The subtext to DREAM is far less sentimental. As some Latino activists have pointed out, DREAM legislation from its earliest incarnation was the handiwork of the Department of Defense. The Pentagon understands that a large pool of eligible young people, many of them bilingual and well educated, would be a potential bonanza for recruiters. Given that the vast majority of undocumented working-class youth find it difficult to complete even two years of college, this particular path to legalization will lead them necessarily into an eight-year military enlistment contract in exchange for permanent residency.

What the movements to pass the DREAM Act and repeal DADT have in common is an uncanny admixture–the goal of regularizing the status of two admirable and aggrieved communities and their direct connection to the machinery of U.S. militarism. At a time when the United States is engaged in a number of hot wars and an unknown number of covert operations, this connection should concern everyone who otherwise supported the passage of DREAM and DADT.

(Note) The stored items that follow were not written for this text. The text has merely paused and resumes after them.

PR #951, opened 2025-04-10
Iterative Linear State Estimation: power sensor accuracy

mgovers:
The Iterative Linear State Estimation algorithm assumes that linearized rescaling power to current keeps the variances the same. This assumption is true when node voltages are close to `1 p.u.`. However, when voltages may vary significantly, this assumption becomes increasingly bad, and may lead to incorrect weighing of different measurements, and may even lead to incorrect answers.

This becomes especially important when looking at grids with both power and current sensors.

TBD (do-not-merge label added):
* [ ] the new implementation causes the prefactorization to happen on a per-iteration level, instead of on a global level.
  * [ ] What is the computational impact of that? (benchmark)
  * [ ] Is this change desirable?
* [ ] the new implementation may lead to slightly different answers from the original implementation
  * [ ] What is the user impact of that?


power_grid_model_c/power_grid_model/include/power_grid_model/common/statistics.hpp
```diff
@@ -204,4 +204,51 @@ template <symmetry_tag sym_type> struct PolarComplexRandVar {
...
+template <symmetry_tag sym, template <symmetry_tag> typename RandVarType>
+    requires is_in_list_c<RandVarType<sym>, UniformComplexRandVar<sym>, IndependentComplexRandVar<sym>>
+inline auto scale(RandVarType<sym> const& var, DoubleComplex const& scale_factor) {
+    return RandVarType<sym>{.value = var.value * scale_factor, .variance = var.variance * abs2(scale_factor)};
+}
+
+inline auto scale(IndependentComplexRandVar<asymmetric_t> const& var, ComplexValue<asymmetric_t> const& scale_factor) {
+    return IndependentComplexRandVar<asymmetric_t>{.value = var.value * scale_factor,
+                                                   .variance = var.variance * abs2(scale_factor)};
+}
```
mgovers, line 231: TODO: try to combine into single function

mgovers: not possible without weird long `requires` clauses. The thing is that the following table needs to be captured in a single requires clause, which is highly non-trivial:

| `RandVarType`\`decltype(scale_factor)` | `RealValue<symmetric_t>` | `RealValue<asymmetric_t>` | ComplexValue<symmetric_t> | ComplexValue<asymmetric_t> |
| --- | --- | --- | --- | --- |
| UniformRealRandVar<symmetric_t> | ✅ | ❌ | ❌ | ❌ |
| UniformRealRandVar<asymmetric_t> | ✅ | ✅ | ❌ | ❌ |
| IndependentRealRandVar<symmetric_t> | ✅ | ❌ | ❌ | ❌ |
| IndependentRealRandVar<asymmetric_t> | ✅ | ✅ | ❌ | ❌ |
| UniformComplexRandVar<symmetric_t> | ✅ | ❌ | ✅ | ❌ |
| UniformComplexRandVar<asymmetric_t> | ✅ | ✅ | ✅ | ✅ |
| IndependentComplexRandVar<symmetric_t> | ✅ | ❌ | ✅ | ❌ |
| IndependentComplexRandVar<asymmetric_t> | ✅ | ✅ | ✅ | ✅ |

figueroa1395:
This one can now be closed after offline conclusions, right? And then add the documentation needed to the issue #547, correct?

TonyXiang8787:
@mgovers based on the decision. We should close this PR, right?

mgovers:
> This one can now be closed after offline conclusions, right? And then add the documentation needed to the issue #547, correct?

> @mgovers based on the decision. We should close this PR, right?

Indeed. To summarize the discussions:

* [x] The variances are indeed not one-to-one scaled.
* [x] The power sensors used in ILSE are an approximation.
  * [x] Uncertainties/sigmas of the measurements are typically best-effort values.
  * [x] Linearization of the measurements and error margins are merely an approximation in itself.
  * [x] Interpretation of power measurements as current measurements is also an assumption.
* [x] It is probably not a huge issue that the power sensor variances are not correctly handled within the domain in which linearization is valid and in which we are operating.
* [x] The inner-loop factorization of the matrix would come at a significant computational cost.

Based on these arguments, we decided to go with the following:

* [x] Present ILSE as an approximate method and properly document the assumptions that are made.

The following options were also considered but rejected in favor of the chosen approach.

~* [ ] Do the change and present it as an improvement to the ILSE~
~* [ ] Do the change and present it as a bugfix~
~* [ ] Add the change as a separate calculation method to the original ILSE~

In conclusion, this PR will be closed and superseded by a follow-up documentation PR.

PR #956, opened 2025-04-16
Fix MacOS build for Xcode 16.3

figueroa1395:
As mentioned in [Xcode 16.3 release notes](https://developer.apple.com/documentation/xcode-release-notes/xcode-16_3-release-notes): _The base template for std::char_traits has been removed. If you are using std::char_traits with types other than char, wchar_t, char8_t, char16_t, char32_t or a custom character type for which you specialized std::char_traits, your code will stop working. The Standard does not mandate that a base template is provided, and such a base template is bound to be incorrect for some types, which could previously cause unexpected behavior while going undetected._

This affects us indirectly as we use [nlohmann/json](https://github.com/nlohmann/json/tree/v3.12.0) and they still use `std::char_traits`, resulting in failed compilation attempt (only for MacOS devs with Xcode16.3) due to the usage of `std::vector<std::byte>` as an argument of `nlohmann::ordered_json::from_msgpack()` in our tests.

In this PR, we modify our tests such that this is not an issue anymore.

Note: There was a recent release of the [library](https://github.com/nlohmann/json/releases/tag/v3.12.0), but it didn't address this issue.

### DIFF
--- a/tests/native_api_tests/test_api_serialization.cpp
+++ b/tests/native_api_tests/test_api_serialization.cpp
@@ -81,9 +81,11 @@ TEST_CASE("API Serialization and Deserialization") {
             Serializer msgpack_serializer{dataset, 1};
 
             SUBCASE("Round trip") {
-                std::vector<char> msgpack_data{};
+                std::vector<std::byte> msgpack_data{};
+                std::span<std::underlying_type_t<std::byte>> const msgpack_data_view{
+                    reinterpret_cast<std::underlying_type_t<std::byte>*>(msgpack_data.data()), msgpack_data.size()};
                 msgpack_serializer.get_to_binary_buffer(0, msgpack_data);
-                auto const json_document = nlohmann::ordered_json::from_msgpack(msgpack_data);
+                auto const json_document = nlohmann::ordered_json::from_msgpack(msgpack_data_view);
                 auto const json_result = json_document.dump(-1);
                 CHECK(json_result == json_data);
             }
--- a/tests/native_api_tests/test_api_serialization.cpp
+++ b/tests/native_api_tests/test_api_serialization.cpp
@@ -82,9 +82,9 @@ TEST_CASE("API Serialization and Deserialization") {
 
             SUBCASE("Round trip") {
                 std::vector<std::byte> msgpack_data{};
+                msgpack_serializer.get_to_binary_buffer(0, msgpack_data);
                 std::span<std::underlying_type_t<std::byte>> const msgpack_data_view{
                     reinterpret_cast<std::underlying_type_t<std::byte>*>(msgpack_data.data()), msgpack_data.size()};
-                msgpack_serializer.get_to_binary_buffer(0, msgpack_data);
                 auto const json_document = nlohmann::ordered_json::from_msgpack(msgpack_data_view);
                 auto const json_result = json_document.dump(-1);
                 CHECK(json_result == json_data);
--- a/tests/native_api_tests/test_api_serialization.cpp
+++ b/tests/native_api_tests/test_api_serialization.cpp
@@ -81,7 +81,7 @@ TEST_CASE("API Serialization and Deserialization") {
             Serializer msgpack_serializer{dataset, 1};
 
             SUBCASE("Round trip") {
-                std::vector<std::byte> msgpack_data{};
+                std::vector<char> msgpack_data{};
                 msgpack_serializer.get_to_binary_buffer(0, msgpack_data);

Few of us would deny gay and lesbian people or qualified undocumented youth their right to serve in the military if they choose to do so. But what was difficult to watch was the parade of queer servicemen and women making the media rounds describing the U.S. military as the “greatest organization in the world.” Even more disturbing were public protests and hunger strikes where undocumented youth held “Let us serve” signs and proclaimed their eagerness to enlist and a willingness “to die for my country.”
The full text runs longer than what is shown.